Work order:
Write only the number of lines in the entries below that contain the word "cohere".
[Supplied entries Boundary: Start]
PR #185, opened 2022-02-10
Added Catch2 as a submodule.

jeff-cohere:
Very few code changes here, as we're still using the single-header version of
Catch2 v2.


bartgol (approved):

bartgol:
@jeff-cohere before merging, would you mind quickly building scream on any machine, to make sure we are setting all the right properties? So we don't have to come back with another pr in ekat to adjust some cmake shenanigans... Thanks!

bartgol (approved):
[Supplied entries Boundary: End]
Written solution:
2